# creeks to fish in



## pizzacouple (Jun 5, 2011)

the gf and i are looking for some good creeks to fish in. not asking for "honey holes" or secret spots just some good public spots. wading is always an option. thanks in advance.


----------



## pizzacouple (Jun 5, 2011)

gotta love all the advice that just pours in


----------



## Buckeye Mo (Jun 20, 2012)

I'm sure sarcasm will help. 
If I were from that part of the world I would have replied, but I am not familiar with that part of the world.

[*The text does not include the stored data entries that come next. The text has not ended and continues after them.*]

PR #1382, opened 2023-11-17
Attempt to write metric tests with inmemoryexp

cijothomas:
Attempting to write Metrics test to ensure SDK is doing the aggregation as expected. ~This is full of "hacks" to unblock.! Need to spend some time to understand the inner workings to fix this - If anyone can help, really appreciate it!~ Thanks @TommyCpp  who [suggested the fix](https://github.com/open-telemetry/opentelemetry-rust/pull/1382#discussion_r1398257009) for flush being stuck!

Such tests are very critical to make sure the aggregation is correct, especially considering we are considering big changes like the ones in this PR - https://github.com/open-telemetry/opentelemetry-rust/pull/1379

### DIFF
--- a/opentelemetry-sdk/src/metrics/mod.rs
+++ b/opentelemetry-sdk/src/metrics/mod.rs
@@ -122,7 +122,7 @@ mod tests {
         assert_eq!(sum.data_points.len(), 2);
 
         // TODO: Don't think the order is guaranteed.
-        // Need to make it easy to write unit tests.s
+        // Need to make it easy to write unit tests.
         let data_point1 = &sum.data_points[0];
         data_point1
             .attributes
@@ -131,12 +131,12 @@ mod tests {
             .expect("kvp expected");
         assert_eq!(data_point1.value, 5);
 
-        let data_point1 = &sum.data_points[1];
-        data_point1
+        let data_point2 = &sum.data_points[1];
+        data_point2
             .attributes
             .iter()
             .find(|(k, v)| k.as_str() == "key1" && v.as_str() == "value2")
             .expect("kvp expected");
-        assert_eq!(data_point1.value, 3);
+        assert_eq!(data_point2.value, 3);
     }
 }
--- a/opentelemetry-sdk/src/metrics/mod.rs
+++ b/opentelemetry-sdk/src/metrics/mod.rs
@@ -57,3 +57,86 @@ pub use meter_provider::*;
 pub use periodic_reader::*;
 pub use pipeline::Pipeline;
 pub use view::*;
+
+#[cfg(all(test, feature = "testing"))]
+mod tests {
+    use super::*;
+    use crate::{runtime, testing::metrics::InMemoryMetricsExporter};
+    use opentelemetry::{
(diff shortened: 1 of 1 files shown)


opentelemetry-sdk/src/metrics/mod.rs
```diff
@@ -57,3 +57,86 @@ pub use meter_provider::*;
...
+
+        // TODO: Unable to get this to work, as
+        // flush is taking forever.
+        // println!("flush started");
+        // meter_provider.force_flush().unwrap();
+        // println!("flush finished");
+        // The sleep is temporary workaround to
+        // unblock progress on writing tests like
+        // this.
+        sleep(Duration::from_millis(100)).await;
```
cijothomas, line 105: its risky to check-in this as-is, as this won't be reliable. So need to understand why flush/shutdown is not working inside unittests, and fix it..
@jtescher @TommyCpp Either of you can help given you have much more knowledge of tokio runtime/metric sdk internals!

TommyCpp: Tokio test by default uses single thread runtime, which can be tricky. See [here](https://docs.rs/tokio/latest/tokio/attr.test.html)

Maybe try annotate the test to use multi thread runtime

cijothomas: That did fix the Flush-not-progressing issue! Thank you!
I'll try to tweak the tests to make it reliable now.

hdost (approved):
Looks like a winner to me 🤘 one step closer to stability.

opentelemetry-sdk/src/metrics/mod.rs
```diff
@@ -57,3 +57,103 @@ pub use meter_provider::*;
...
+            .init();
+        counter.add(1, &[KeyValue::new("key1", "value1")]);
+        counter.add(1, &[KeyValue::new("key1", "value1")]);
+        counter.add(1, &[KeyValue::new("key1", "value1")]);
+        counter.add(1, &[KeyValue::new("key1", "value1")]);
+        counter.add(1, &[KeyValue::new("key1", "value1")]);
+
+        counter.add(1, &[KeyValue::new("key1", "value2")]);
+        counter.add(1, &[KeyValue::new("key1", "value2")]);
+        counter.add(1, &[KeyValue::new("key1", "value2")]);
```
lalitb, line 96: nit - attributes can be defined once, and reused - something like (not tested):
```cpp
let key_value1 = KeyValue::new("key1", "value1");
let key_value2 = KeyValue::new("key1", "value2");

for _ in 0..5 {
    counter.add(1, &[key_value1]); 

for _ in 0..3 {
    counter.add(1, &[key_value2]);
}
```

lalitb (approved):
LGTM. Nicely done :)

cijothomas:
This is far from ideal, but merging as is, give this works, and can be used to quickly validate that aggregations/merges are done correctly, especially when working on PRs like https://github.com/open-telemetry/opentelemetry-rust/pull/1379

Expecting to improve such tests in follow ups. Thanks everyone for helping review!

Outdoor Hub mobile, the outdoor information engine


----------



## pizzacouple (Jun 5, 2011)

i am not good at fishing this type of environment and would like to improve. also am willing to drive quite a way(circleville,athens,roughly one to two hours away). I understand to some this may be a ridiculous post but i would like to learn so as to broaden my fishing options and experiences.


----------



## grub_man (Feb 28, 2005)

I'm not in your area, but ODNR's Stream Access page might be helpful.

Joe


----------



## Love2kayak (Apr 30, 2011)

How close are you to zanesville?

Outdoor Hub mobile, the outdoor information engine


----------



## pizzacouple (Jun 5, 2011)

we are about 2 hours away from zanesville. i did not even know such a list existed, thank you grub man


----------



## RiverWader (Apr 1, 2006)

Its not a Creek, but the Hocking River in Nelsonville/Athens Area has GREAT Smallie action


----------



## Phish_4_Bass (Sep 18, 2008)

Gas up your ride, drive around til ya find a creek and take a walk... sometimes discovering things yourself is way more satisfying. Give it a shot.


----------



## FRS (Aug 2, 2012)

And this link too, for water levels...

http://waterwatch.usgs.gov/?m=real&r=oh&w=map


----------